From Palestine Chronicle
Two officers sought me from within a crowd at the Seattle-Tacoma International Airport. They seemed to know who I was. They asked me to follow them, and I obliged. Being of Arab background, often renders one's citizenship almost irrelevant.
In a back room, where other foreigners, mainly Muslims, were holed for "added security," I was asked numerous questions about my politics, ideas, writing, children, friends and my late Palestinian parents.
Meanwhile, an officer took my bag and all of my papers, including receipts, business cards, and more. I did not protest. I am so used to this treatment and endless questioning that I simply go through the motions and answer the questions the best way I know how.
My first questioning commenced soon after September 11, 2001, when all Muslims and Arabs became, and remain, suspect. "Why do you hate our president," I was asked then, in reference to Bush.

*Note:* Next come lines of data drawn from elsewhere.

PR #181, opened 2021-03-06
Update dimlinear child classes to address nested dimension issue

### LINKED ISSUE #180: Incorrect implementation of nested Dimensions
# Description
Nested implementation of Dimensions, both DimLinear and DimAngular does not work as intended. Considered the following example:
```python
inchObject = DimInch(1)
mmObject = DimMillimeter(inchObject )
print(mmObject)
```
In the above scenario, the expected output is that `mmObject` will equal 25.4 as the `conversion factor` of `DimInch` is 25.4 while that of `DimMillimeter` is 1. However, in the current Python implementation, this results in 1 or the same value as what the `DimInch` object was declared with.

# Recommended Solution
In the constructor of each `DimLinear` and `DimAngular` child class, an addition check should be in place to check if the value being passed is a `DimLinear` or `DimAngluar` object. If so, the value passed should first be scaled with the corresponding class's conversion factor before return. This is similar to Matlab implementation.
https://github.com/Severson-Group/eMach/blob/435ab7c73fcdc3c981f93c6779bdecc489bfd269/model_obj/dimensions/DimMillimeter.m#L10

aimthiazz:
Addressing Issue #180

### DIFF
--- a/python/emach/model_obj/dimensions/dim_linear.py
+++ b/python/emach/model_obj/dimensions/dim_linear.py
@@ -5,42 +5,4 @@ class DimLinear(DimBase):
     def __new__(cls, value):
         return DimBase.__new__(cls, value)
 
-    def __add__(self, other):
-        add = self._to_dimensionless() + other._to_dimensionless()
-        result = type(self)(add)
-        return type(self)._from_dimensionless(result)
 
-    def __sub__(self, other):
-        sub = self._to_dimensionless() - other._to_dimensionless()
-        result = type(self)(sub)
-        return type(self)._from_dimensionless(result)
-
-    def __mul__(self, other):
-        if isinstance(self, DimLinear) and isinstance(other, DimLinear):
-            raise Exception('Multiplication Not valid')
-
-        if isinstance(self, DimLinear):
-            mul = other * (self._to_dimensionless())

On a different occasion, I was held in a room for hours at JFK International Airport because I had a receipt that revealed my immortal sin of eating at a London restaurant that served Halal meat.
I was also interrogated at an American border facility in Canada and was asked to fill several documents about my trip to Turkey, where I gave a talk at a conference and conducted several media interviews.
A question I am often asked is: "what is the purpose of your visit to this country?"
The fact that I am an American citizen, who acquired high education, bought a home, raised a good family, paid my taxes, obeyed the law and contributed to society in myriad ways are not an adequate answer.
I remain an Arab, a Muslim and a dissident, all unforgivable sins in the new, rapidly changing America.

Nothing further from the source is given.